§ **EXERCISE PROMPT**: Look for the word "lang" in the material below. Copy each line that has it.

§ **SUPPLIED MATERIAL**:
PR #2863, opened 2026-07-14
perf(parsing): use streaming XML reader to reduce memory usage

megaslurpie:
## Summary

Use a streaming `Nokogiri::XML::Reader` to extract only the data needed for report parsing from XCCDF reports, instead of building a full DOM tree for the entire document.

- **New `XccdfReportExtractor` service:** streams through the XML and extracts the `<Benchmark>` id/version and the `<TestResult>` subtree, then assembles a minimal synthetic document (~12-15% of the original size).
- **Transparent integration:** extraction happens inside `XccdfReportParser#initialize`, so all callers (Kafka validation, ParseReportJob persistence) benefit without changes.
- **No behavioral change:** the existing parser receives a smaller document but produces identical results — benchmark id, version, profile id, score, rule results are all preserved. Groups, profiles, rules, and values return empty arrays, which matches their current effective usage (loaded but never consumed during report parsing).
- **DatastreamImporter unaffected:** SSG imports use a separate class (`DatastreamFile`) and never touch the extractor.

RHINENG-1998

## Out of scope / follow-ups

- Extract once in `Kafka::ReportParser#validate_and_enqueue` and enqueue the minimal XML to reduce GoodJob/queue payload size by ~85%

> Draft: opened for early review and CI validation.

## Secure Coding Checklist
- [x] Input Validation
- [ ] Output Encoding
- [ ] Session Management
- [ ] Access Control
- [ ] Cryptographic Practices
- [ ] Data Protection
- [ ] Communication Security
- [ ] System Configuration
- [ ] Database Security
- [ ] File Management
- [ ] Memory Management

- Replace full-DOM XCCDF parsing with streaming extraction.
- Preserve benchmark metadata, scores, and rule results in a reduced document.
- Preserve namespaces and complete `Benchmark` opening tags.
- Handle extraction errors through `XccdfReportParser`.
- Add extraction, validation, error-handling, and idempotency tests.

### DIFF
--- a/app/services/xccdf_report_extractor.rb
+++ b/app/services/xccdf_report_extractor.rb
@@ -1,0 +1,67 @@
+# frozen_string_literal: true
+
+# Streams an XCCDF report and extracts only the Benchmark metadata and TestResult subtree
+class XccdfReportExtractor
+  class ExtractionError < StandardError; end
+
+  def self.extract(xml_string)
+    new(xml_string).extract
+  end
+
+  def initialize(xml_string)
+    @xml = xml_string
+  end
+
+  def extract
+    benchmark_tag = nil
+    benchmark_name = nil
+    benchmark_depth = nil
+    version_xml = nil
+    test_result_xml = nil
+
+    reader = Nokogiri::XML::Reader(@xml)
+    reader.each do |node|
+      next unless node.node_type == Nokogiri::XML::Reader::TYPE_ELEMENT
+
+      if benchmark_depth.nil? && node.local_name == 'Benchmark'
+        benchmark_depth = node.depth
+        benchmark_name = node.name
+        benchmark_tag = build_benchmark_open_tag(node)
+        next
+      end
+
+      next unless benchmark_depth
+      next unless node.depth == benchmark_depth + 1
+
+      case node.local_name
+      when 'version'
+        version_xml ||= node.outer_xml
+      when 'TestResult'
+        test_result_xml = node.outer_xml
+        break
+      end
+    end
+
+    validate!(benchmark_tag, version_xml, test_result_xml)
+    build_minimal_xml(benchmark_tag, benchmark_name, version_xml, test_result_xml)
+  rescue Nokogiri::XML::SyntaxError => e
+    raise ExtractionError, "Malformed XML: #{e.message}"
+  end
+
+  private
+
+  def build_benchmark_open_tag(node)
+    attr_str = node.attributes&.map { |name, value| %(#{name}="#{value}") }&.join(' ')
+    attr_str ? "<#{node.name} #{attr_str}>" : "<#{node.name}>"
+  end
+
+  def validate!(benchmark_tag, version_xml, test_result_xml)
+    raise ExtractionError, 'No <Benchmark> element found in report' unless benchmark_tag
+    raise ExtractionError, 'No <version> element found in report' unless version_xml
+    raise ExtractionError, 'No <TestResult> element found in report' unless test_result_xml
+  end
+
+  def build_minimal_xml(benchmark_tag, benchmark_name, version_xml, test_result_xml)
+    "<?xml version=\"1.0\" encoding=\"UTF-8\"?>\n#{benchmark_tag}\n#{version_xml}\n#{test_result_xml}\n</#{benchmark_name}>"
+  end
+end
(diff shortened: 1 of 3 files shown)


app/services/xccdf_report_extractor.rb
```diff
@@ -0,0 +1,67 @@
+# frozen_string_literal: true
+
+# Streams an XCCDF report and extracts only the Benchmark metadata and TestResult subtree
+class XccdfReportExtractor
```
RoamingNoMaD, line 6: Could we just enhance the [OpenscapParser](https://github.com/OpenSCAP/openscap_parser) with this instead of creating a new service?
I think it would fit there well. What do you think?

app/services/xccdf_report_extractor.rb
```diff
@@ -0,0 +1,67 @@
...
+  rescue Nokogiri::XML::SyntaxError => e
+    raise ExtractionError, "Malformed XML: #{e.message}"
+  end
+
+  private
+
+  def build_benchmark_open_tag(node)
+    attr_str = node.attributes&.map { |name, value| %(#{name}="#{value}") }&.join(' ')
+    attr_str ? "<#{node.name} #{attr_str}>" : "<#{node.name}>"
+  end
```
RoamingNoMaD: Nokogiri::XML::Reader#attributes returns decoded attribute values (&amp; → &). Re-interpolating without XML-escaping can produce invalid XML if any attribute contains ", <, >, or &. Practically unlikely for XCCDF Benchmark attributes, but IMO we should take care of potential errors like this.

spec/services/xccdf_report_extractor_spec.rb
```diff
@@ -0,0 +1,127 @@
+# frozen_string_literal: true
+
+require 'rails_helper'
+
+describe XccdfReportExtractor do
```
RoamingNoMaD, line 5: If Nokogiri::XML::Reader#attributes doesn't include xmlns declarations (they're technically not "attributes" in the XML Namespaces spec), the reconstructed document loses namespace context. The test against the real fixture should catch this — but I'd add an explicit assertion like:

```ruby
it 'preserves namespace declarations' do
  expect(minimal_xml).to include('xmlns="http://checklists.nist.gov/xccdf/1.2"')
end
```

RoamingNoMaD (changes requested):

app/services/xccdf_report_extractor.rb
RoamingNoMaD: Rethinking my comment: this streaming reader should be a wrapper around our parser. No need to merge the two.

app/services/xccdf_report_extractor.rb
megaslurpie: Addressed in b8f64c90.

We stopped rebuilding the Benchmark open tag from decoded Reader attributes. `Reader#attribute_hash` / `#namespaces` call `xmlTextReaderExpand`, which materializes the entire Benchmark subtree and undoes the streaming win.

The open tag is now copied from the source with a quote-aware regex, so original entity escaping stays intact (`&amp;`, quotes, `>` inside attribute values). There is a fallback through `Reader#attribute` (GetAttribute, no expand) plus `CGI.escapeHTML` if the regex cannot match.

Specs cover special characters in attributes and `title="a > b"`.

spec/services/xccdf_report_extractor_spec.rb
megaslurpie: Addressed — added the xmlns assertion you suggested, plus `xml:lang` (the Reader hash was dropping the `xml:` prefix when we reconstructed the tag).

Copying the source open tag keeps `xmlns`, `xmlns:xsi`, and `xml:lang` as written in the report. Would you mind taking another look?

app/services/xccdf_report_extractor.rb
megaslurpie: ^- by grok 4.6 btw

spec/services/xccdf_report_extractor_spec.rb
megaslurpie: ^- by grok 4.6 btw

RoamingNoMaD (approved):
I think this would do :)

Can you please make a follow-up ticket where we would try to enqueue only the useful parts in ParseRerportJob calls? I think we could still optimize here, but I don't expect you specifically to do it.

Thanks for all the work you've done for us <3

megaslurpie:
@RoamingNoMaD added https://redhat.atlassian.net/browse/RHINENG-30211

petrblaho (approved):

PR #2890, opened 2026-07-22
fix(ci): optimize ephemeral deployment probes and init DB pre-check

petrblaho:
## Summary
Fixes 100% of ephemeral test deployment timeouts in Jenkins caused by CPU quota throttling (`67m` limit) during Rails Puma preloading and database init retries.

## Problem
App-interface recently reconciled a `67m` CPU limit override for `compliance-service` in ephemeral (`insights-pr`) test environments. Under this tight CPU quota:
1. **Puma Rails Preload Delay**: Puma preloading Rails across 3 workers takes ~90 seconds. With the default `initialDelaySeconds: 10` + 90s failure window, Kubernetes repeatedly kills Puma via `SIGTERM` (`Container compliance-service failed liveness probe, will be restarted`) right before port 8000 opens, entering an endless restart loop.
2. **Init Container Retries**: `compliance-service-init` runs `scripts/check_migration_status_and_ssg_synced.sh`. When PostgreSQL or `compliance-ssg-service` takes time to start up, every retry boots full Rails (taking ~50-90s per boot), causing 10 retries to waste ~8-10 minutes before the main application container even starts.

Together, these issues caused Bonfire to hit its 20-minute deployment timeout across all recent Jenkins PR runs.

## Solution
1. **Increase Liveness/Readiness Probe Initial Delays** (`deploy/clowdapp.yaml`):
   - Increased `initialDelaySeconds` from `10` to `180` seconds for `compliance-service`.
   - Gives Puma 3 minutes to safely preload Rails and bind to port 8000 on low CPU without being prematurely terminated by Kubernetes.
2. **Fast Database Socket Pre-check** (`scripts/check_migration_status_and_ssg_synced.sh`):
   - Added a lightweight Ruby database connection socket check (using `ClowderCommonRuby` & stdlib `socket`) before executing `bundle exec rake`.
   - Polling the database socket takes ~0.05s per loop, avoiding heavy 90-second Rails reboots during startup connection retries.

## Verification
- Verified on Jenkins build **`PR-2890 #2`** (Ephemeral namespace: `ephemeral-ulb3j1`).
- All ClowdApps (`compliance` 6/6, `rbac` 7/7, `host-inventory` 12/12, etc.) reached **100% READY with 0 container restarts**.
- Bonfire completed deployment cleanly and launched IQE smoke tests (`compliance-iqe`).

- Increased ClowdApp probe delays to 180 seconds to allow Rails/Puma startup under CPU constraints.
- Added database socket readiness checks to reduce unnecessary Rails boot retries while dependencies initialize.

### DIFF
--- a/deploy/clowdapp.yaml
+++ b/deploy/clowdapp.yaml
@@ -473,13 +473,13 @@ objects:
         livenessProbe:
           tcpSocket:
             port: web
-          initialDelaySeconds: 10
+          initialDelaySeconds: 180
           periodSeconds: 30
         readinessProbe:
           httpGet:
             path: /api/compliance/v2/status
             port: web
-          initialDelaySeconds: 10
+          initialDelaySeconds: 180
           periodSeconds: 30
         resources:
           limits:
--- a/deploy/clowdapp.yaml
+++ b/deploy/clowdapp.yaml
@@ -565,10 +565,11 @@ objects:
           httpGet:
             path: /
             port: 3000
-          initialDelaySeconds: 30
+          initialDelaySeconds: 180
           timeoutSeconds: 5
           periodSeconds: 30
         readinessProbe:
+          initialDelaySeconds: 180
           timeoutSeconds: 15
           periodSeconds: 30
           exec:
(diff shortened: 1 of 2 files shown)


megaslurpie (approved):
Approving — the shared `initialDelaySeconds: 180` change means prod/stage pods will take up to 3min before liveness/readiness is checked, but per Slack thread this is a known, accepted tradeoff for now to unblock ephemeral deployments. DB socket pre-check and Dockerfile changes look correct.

---

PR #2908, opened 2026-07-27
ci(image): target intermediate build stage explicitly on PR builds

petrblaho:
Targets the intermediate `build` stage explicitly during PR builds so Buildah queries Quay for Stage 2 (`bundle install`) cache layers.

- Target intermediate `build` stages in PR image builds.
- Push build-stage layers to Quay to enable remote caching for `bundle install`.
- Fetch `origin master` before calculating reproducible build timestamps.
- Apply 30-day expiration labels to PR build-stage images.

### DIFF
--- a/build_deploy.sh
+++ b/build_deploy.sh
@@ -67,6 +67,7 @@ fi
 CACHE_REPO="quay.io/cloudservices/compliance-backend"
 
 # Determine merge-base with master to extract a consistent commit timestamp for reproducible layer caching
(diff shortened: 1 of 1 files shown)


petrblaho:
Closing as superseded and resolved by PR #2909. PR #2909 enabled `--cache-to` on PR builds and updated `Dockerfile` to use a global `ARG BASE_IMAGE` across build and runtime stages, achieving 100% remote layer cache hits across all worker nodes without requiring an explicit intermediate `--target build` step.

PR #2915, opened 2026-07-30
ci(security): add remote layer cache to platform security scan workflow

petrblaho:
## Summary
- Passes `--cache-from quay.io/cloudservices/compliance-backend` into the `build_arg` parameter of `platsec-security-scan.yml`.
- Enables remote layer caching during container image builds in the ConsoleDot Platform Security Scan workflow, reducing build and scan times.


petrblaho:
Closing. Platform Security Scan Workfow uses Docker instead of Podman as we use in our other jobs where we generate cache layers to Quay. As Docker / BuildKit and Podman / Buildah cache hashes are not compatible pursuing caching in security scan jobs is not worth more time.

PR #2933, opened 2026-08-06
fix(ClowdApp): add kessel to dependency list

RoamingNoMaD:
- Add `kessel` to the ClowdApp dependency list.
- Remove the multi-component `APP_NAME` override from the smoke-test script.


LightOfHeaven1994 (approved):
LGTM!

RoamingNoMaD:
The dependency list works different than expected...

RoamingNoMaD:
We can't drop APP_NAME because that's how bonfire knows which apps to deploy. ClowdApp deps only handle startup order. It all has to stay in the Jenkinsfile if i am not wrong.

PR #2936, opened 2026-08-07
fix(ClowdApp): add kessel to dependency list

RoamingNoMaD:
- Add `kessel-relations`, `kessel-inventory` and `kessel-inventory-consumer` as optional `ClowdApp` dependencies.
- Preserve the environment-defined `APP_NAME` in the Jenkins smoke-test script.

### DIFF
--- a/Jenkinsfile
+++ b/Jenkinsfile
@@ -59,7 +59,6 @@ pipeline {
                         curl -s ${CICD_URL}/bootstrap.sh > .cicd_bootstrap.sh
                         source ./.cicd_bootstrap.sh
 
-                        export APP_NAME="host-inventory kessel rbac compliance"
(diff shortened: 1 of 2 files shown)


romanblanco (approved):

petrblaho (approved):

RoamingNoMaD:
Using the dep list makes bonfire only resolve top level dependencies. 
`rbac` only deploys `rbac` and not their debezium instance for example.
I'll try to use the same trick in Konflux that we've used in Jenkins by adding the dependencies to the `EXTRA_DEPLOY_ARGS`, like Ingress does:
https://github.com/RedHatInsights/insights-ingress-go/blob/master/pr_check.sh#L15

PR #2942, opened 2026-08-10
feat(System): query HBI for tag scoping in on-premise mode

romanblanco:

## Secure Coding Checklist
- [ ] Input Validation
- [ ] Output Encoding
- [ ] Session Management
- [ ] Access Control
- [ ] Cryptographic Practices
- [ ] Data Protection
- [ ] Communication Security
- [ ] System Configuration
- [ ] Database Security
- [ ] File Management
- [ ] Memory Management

==

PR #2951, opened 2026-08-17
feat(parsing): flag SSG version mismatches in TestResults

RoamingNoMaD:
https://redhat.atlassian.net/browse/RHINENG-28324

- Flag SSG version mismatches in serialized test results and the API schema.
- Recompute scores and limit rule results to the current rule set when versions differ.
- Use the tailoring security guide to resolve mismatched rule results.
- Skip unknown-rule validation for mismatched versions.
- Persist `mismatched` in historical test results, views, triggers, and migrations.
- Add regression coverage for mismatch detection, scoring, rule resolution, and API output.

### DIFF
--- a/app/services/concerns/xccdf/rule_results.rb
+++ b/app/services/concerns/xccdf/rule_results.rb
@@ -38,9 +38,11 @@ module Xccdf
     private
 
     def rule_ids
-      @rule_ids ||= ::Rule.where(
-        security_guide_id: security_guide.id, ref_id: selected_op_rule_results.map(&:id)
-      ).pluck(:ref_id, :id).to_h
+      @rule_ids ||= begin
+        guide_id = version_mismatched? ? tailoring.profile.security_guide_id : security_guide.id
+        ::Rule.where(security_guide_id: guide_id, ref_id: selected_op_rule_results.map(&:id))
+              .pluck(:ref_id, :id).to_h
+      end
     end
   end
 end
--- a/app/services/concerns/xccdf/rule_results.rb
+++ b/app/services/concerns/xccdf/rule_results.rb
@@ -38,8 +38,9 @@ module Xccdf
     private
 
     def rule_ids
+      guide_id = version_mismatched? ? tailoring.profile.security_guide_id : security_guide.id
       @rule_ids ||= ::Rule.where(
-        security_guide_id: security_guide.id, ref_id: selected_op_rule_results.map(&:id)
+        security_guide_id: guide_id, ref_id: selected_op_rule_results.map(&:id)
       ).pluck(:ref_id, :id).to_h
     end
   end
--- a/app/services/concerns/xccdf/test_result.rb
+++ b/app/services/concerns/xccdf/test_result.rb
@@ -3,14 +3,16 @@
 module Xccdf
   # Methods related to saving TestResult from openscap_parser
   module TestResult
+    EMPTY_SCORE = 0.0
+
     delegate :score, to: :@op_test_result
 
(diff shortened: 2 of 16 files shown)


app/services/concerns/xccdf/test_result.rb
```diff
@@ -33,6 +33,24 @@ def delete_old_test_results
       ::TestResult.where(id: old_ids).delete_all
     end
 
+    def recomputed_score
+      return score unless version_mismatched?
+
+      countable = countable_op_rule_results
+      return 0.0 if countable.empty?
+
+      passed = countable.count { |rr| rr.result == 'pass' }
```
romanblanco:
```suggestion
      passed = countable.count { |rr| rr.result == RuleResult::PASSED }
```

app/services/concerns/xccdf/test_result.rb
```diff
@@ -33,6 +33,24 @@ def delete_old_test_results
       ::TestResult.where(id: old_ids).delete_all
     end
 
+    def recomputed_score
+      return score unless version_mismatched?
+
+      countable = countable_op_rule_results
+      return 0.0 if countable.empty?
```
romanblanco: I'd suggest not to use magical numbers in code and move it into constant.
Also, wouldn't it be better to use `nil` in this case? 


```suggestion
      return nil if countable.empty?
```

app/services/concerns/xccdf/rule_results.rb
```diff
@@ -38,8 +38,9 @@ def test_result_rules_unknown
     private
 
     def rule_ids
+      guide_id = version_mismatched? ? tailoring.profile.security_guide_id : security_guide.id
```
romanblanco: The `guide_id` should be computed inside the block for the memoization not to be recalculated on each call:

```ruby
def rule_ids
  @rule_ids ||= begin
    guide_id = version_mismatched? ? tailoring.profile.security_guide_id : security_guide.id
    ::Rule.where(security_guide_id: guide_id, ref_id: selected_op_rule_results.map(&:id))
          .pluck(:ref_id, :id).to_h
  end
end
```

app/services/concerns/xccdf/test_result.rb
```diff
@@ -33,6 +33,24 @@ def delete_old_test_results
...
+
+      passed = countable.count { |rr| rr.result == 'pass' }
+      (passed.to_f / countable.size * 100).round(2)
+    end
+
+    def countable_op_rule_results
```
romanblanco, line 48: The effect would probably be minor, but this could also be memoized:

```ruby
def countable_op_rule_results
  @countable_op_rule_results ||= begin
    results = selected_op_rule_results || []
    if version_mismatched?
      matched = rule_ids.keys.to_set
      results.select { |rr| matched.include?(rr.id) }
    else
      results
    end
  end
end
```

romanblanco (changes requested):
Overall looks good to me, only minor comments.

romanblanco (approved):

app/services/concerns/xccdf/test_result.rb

§ **ANSWER AREA**:
megaslurpie: Addressed — added the xmlns assertion you suggested, plus `xml:lang` (the Reader hash was dropping the `xml:` prefix when we reconstructed the tag).
Copying the source open tag keeps `xmlns`, `xmlns:xsi`, and `xml:lang` as written in the report. Would you mind taking another look?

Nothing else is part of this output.